He’s looking forward to returning to Croke Park next weekend for the semi-finals. “It is probably the best field in the country. It would be nice to play there again. The big open pitch probably suits us a bit better.”

The GAA yesterday confirmed the Kerry-Mayo and Cork-Down semi-finals would be played at the headquarters venue at 2pm and 4pm respectively.

A Croke Park source said should Kerry and Cork win through to the final, a decision would have to be taken on whether the final should go ahead as scheduled in Dublin, given a match between neighbouring Munster counties.

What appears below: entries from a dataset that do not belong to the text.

PR #1530, opened 2020-09-09
Project density to N-1 degree polynomial in the vertical

mwarusz:
Co-authored-by: Thomas Gibson <thomas.gibson@nps.edu>

# Description

Applies the projection technique from the paper https://doi.org/10.1002/fld.4197 that may help with stability.
The highest order mode of density in the vertical is filtered out in the gravity source term.

@bischtob 

I have

### DIFF
--- a/src/Atmos/Model/AtmosModel.jl
+++ b/src/Atmos/Model/AtmosModel.jl
@@ -35,6 +35,7 @@ using ..Mesh.Grids:
     min_node_distance,
     EveryDirection,
     Direction
+using ..Mesh.Filters
 
 using ClimateMachine.BalanceLaws
 using ClimateMachine.Problems
@@ -316,6 +317,7 @@ debug variables.
 """
 function vars_state(m::AtmosModel, st::Auxiliary, FT)
     @vars begin
+        projected_ρ::FT
         ∫dz::vars_state(m, UpwardIntegrals(), FT)
         ∫dnz::vars_state(m, DownwardIntegrals(), FT)
         coord::SVector{3, FT}
@@ -597,6 +599,22 @@ function update_auxiliary_state!(
 
     update_auxiliary_state!(nodal_update_auxiliary_state!, dg, m, Q, t, elems)
 
+    # Filter the highest order vertical mode from density
+    grid = dg.grid
+    if m.ref_state isa HydrostaticState
+        target = AtmosFilterDensityPerturbation(m)
+    else
+        target = (:projected_ρ,)
+    end
+    Filters.apply!(
+        state_auxiliary,
+        target,
+        grid,
+        Filters.CutoffFilter(grid),
+        state_auxiliary = state_auxiliary,
+        direction = VerticalDirection(),
+    )
+
     # TODO: Remove this hook. This hook was added for implementing
     # the first draft of EDMF, and should be removed so that we can
     # rely on a single vertical element traversal. This hook allows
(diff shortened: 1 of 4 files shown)


jkozdon (approved):
Looks to me like it does what you say it does.

On the sphere should just density be filtered or the whole source term? (Maybe also for curved meshes?)

Does it help?

jkozdon:
Also, should this be an option or the behavior that's always used? (I don't know, just asking)

mwarusz:
> Does it help?

We don't know yet. It was coded up so that others can try it out.

> Also, should this be an option or the behavior that's always used? (I don't know, just asking)

Depends on the answer to the previous question I guess.

> On the sphere should just density be filtered or the whole source term? (Maybe also for curved meshes?)

Good question. I am not sure.

szy21:
I run solid-body-rotation.jl (https://github.com/CliMA/ClimateMachine.jl/blob/zs/dycore_test_case/experiments/TestCase/solid-body-rotation.jl) with this branch and there is still some oscillation (difference between t=12h and initial state):

image

mwarusz:
>I run solid-body-rotation.jl (https://github.com/CliMA/ClimateMachine.jl/blob/zs/dycore_test_case/experiments/TestCase/solid->body-rotation.jl) with this branch and there is still some oscillation (difference between t=12h and initial state):

Dis use a flux with the contact property ? This property is still needed even with this change. This change is supposed to make simulations more stable without explicit filtering.

szy21:
> > I run solid-body-rotation.jl ([https://github.com/CliMA/ClimateMachine.jl/blob/zs/dycore_test_case/experiments/TestCase/solid->body-rotation.jl](https://github.com/CliMA/ClimateMachine.jl/blob/zs/dycore_test_case/experiments/TestCase/solid-%3Ebody-rotation.jl)) with this branch and there is still some oscillation (difference between t=12h and initial state):
> 
> Dis use a flux with the contact property ? This property is still needed even with this change. This change is supposed to make simulations more stable without explicit filtering.

No I didn't. I could run it again with Roe flux. But there is almost no oscillation with Roe flux without this change. Maybe I could try to run it without the exponential filter?

mwarusz:
> Maybe I could try to run it without the exponential filter?

That would be good to try to see if it`s more stable.

szy21:
> > Maybe I could try to run it without the exponential filter?
> 
> That would be good to try to see if it`s more stable.

It is more stable I think. Now I can run solid body rotation without any filter for 12 simulated hours (without the change it crashed at hour 1). This is IMEX with Roe flux. Here is the difference at hour 12:

image

src/Atmos/Model/AtmosModel.jl
```diff
@@ -594,6 +596,22 @@ function update_auxiliary_state!(
...
+    if m.ref_state isa HydrostaticState
+        target = AtmosFilterDensityPerturbation(m)
+    else
+        target = (:projected_ρ,)
+    end
+    Filters.apply!(
+        state_auxiliary,
+        target,
+        grid,
+        Filters.CutoffFilter(grid),
```
blallen, line 610: Question for my understanding: where is the cutoff to N-1 specified? I'm used to having to do `CutoffFilter(grid, polynomialorder(grid) - 1)`

jkozdon: The docs https://github.com/CliMA/ClimateMachine.jl/blob/2be057f82576c4ec3f95243854acc8662872c4a3/src/Numerics/Mesh/Filters.jl#L214-L219
say that without it will cut off the highest polynomial mode.

Guessing the line you have was my fault, maybe we are being too aggressive in the ocean code(?).

blallen: @sandreza does it make sense that we're preserving discrete incompressibility if we are actually zeroing out the top two modes instead of just the top mode? because we seem to still be preserving it based on our tests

The last time the counties contested a league final was 15 years ago and the match was played in Cork’s Páirc Uí­ Chaoimh. Should a decision be made to move the final, the likely venue would be Killarney’s Fitzgerald Stadium.

Since 1997 the football league final has been played outside Croke Park on just four occasions – three of them faintly controversial: in 1999 Cork exercised their right under an old alternating agreement with Dublin to stage the final in Páirc Uí Chaoimh; in 2006 when Kerry played Galway with a tea-time throw-in to avoid a clash with the Munster-Leinster European Cup rugby semi-final and in 2008 when Kerry and Derry played in Dublin’s Parnell Park.

The other occasion, coincidentally, featured counties from the same province, Cavan and Tyrone, and the match was played in Clones, as the reconstruction work in Croke Park was ongoing and had earlier necessitated the playing of the club finals in Thurles.